WORK TASK
Go through the records and copy each line where the word "leave" occurs.

Excerpts from a dataset:
--------------------------------

PR #397, opened 2020-12-04
fix: dont use stale flow data

drdelambre:
found an error on the demo in which data was "being lost" when changing the query period dropdown. seems to be that we were reapplying stale state


alexpaxton (approved):
Nais

PR #398, opened 2020-12-04
fix: less aggressive whitespace trimming

### LINKED ISSUE #395: Notebooks: Flux map not parsed correctly
When using `map()` in a Flux script cell, it appears spaces in the mapped key value pairs are removed, causing the results to be incorrect.

image

**Steps to reproduce:**

1. Build a basic Flux query
2. Add a new Flux script cell
3. Add the following Flux:
    ```js
    __PREVIOUS_RESULT__
      |> map(fn: (r) => ({ r with _value: r._value * 100.0 }))
    ```

**Expected behavior:**
This `map()` call should just update the existing `_value` column and leave all other columns intact.

**Actual behavior:**
This actually returns data with only a `rwith_value` column. This indicates that spaces are being removed from the map call before the script is sent to the Flux query engine.

**Environment info:**

- In quartz.

drdelambre:
Closes #395

### DIFF
--- a/src/flows/pipes/RawFluxEditor/index.ts
+++ b/src/flows/pipes/RawFluxEditor/index.ts
@@ -28,7 +28,7 @@ export default register => {
     generateFlux: (pipe, create, append) => {
       const text = pipe.queries[pipe.activeQuery].text
         .replace(COMMENT_REMOVER, '')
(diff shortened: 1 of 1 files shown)


alexpaxton (approved):
Sweeeeet, good catch

PR #399, opened 2020-12-04
test: refactor fridays; added a test and comments (code is clearer, renamed a method for clarity)

jrenee42:
refactor fridays.  part of the tokentab ecosystem

### DIFF
--- a/src/authorizations/utils/permissions.test.ts
+++ b/src/authorizations/utils/permissions.test.ts
@@ -1,4 +1,4 @@
-import {allAccessPermissions} from './permissions'
+import {allAccessPermissions, toggleSelectedBucket} from './permissions'
 import {Permission} from 'src/types'
 
 const hvhs: Permission[] = [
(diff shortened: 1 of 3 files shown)


TCL735:
@jrenee42 @Palakp41 - i did a force push to rebase it with master so that the ci checks can pass. They seem to pass when rebased with master for other PRs.

src/authorizations/utils/permissions.test.ts
```diff
@@ -252,3 +252,17 @@ const hvhs: Permission[] = [
 test('all-access tokens/authorizations production test', () => {
   expect(allAccessPermissions('bulldogs', 'mario')).toMatchObject(hvhs)
 })
+
+test('toggleSelectedBucket test', () => {
+  const myBuckets: string[] = ['bucket1', 'bucket2', 'bucket3']
+
+  expect(toggleSelectedBucket('bucket4', myBuckets)).toEqual([
+    ...myBuckets,
```
Palakp41, line 260: I like these tests! new use of spread operators. Small and tidy :)

src/authorizations/utils/permissions.ts
```diff
@@ -94,6 +94,8 @@ export const allAccessPermissions = (
   return allPermissionTypes.flatMap(withOrgID)
 }
 
+// add a permission string ('read' or 'write' is the second argument)
```
Palakp41, line 97: (nit): should this comment be here?

src/authorizations/utils/permissions.ts
```diff
@@ -110,6 +112,8 @@ export const specificBucketsPermissions = (
   })
 }
 
+// assign permission string ('read' or 'write' is the second argument)
```
Palakp41, line 115: (nit): should we leave this comments here?

Palakp41 (approved):
Looks good to me

src/authorizations/utils/permissions.ts
TCL735: I agree with @Palakp41 that we do not need comments in here. But i will defer to @jrenee42 on this because she said it made it easier for her to understand.

src/authorizations/utils/permissions.ts
TCL735: I agree with @Palakp41 that we do not need comments in here. But i will defer to @jrenee42 on this because she said it made it easier for her to understand.

PR #401, opened 2020-12-04
chore: Refactor Friday! Refactor the me reducer

joelfried:
Refactored the me reducer:

- Moved from shared folder to src/me/reducers and cleaned up other paths as needed.
- Added a test for the me reducer.
- Added a type for me.


121watts (approved):

src/me/reducers/index.test.ts
```diff
@@ -0,0 +1,17 @@
...
+// Actions
+import {setMe} from 'src/me/actions/creators'
+
+// Mocks
+import {me} from 'src/me/mockUserData'
+
+describe('me reducer', () => {
+  it('can set me', () => {
+    const expected = me
+    const actual = reducer(undefined, setMe(expected))
```
hoorayimhelping, line 13: shouldn't this be `me` getting passed in and not `expected`?

joelfried: It doesn't make a difference in this particular case but I like that better too.  That way both expected and actual start out with the data form the import something is done to them (even though in expected's case it's very simple) and compared at the end.

Changed!

PR #426, opened 2020-12-11
fix: handle Infinity return value from window period function

### LINKED ISSUE #422: Using a zero or negative range for a query causes the UI to generate an invalid Flux AST
**Steps to reproduce:**

Reproduction behavior is detailed in influxdata/flux#3014.
It only happens in the UI.

**Expected behavior:**
An error message from Flux saying that the range was empty.
The JSON in the extern that is submitted to Flux should have an integer value instead of `null`.

**Actual behavior:**
`compilation failed: could not get handle from JSON AST: invalid type: null, expected i64 at line 1 column 857`

This seems to be caused because the UI generations `{"type":"DurationLiteral","values":[{"magnitude":null,"unit":"ms"}]}`.

ShmuelLotman:
Closes #422 

Previously, when the time range for the flux query was identical in start/stop time, or the stop time was before the start time, the query would fail with a 500. This is because the windowPeriod retrieval function would return a value of `Infinity`, which our code wasn't handling. This PR addresses that, while also removing a heinous quote mark 

Some before and after:
image
image


121watts (approved):
Nice catch!

src/variables/utils/getWindowVars.test.ts
```diff
@@ -21,6 +21,26 @@ describe('getWindowPeriodVariable', () => {
...
+
+  test('should return null when timeRange is negative', () => {
+    const query = `from(bucket: "Go Pack Go")
+    |> range(start: 2020-12-10T17:00:00Z, stop: 2020-12-09T17:00:00Z)
+    |> filter(fn: (r) => r["_measurement"] == "query_request_duration")
+    |> filter(fn: (r) => r["_field"] == "success_rate")`
+
+    const actual = getWindowPeriodVariable(query, defaultVariableAssignments)
+    expect(actual).toEqual(null)
+  })
```
hoorayimhelping, line 42: do these two cases trigger `Infinity` to be returned?

src/variables/utils/getWindowVars.test.ts
```diff
@@ -21,6 +21,26 @@ describe('getWindowPeriodVariable', () => {
     expect(actual).toEqual(null)
   })
 
+  test('should return null when timeRange is identical', () => {
```
hoorayimhelping, line 24: one thing you might do for SUPER EXTRA PROTECTION AND DOCUMENTATION™ is to add a comment linking to the issue this test is guarding against. so if i'm bumbling around in tests and i see this one and i see a link to a bug, i can get more context if i'm so inclined.

hoorayimhelping (approved):
nice

src/variables/utils/getWindowVars.test.ts
ShmuelLotman: Yes, hence the tests. Before, that was causing the error to be returned ultimately.

src/variables/utils/getWindowVars.test.ts
ShmuelLotman: Your wish is my command, and so it is done

hercules-influx:
Metric | Score | Level
seo | 80 | :yellow_circle:
pwa | null | :question:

--------------------------------

SOLVED EXERCISE
This `map()` call should just update the existing `_value` column and leave all other columns intact.
Palakp41, line 115: (nit): should we leave this comments here?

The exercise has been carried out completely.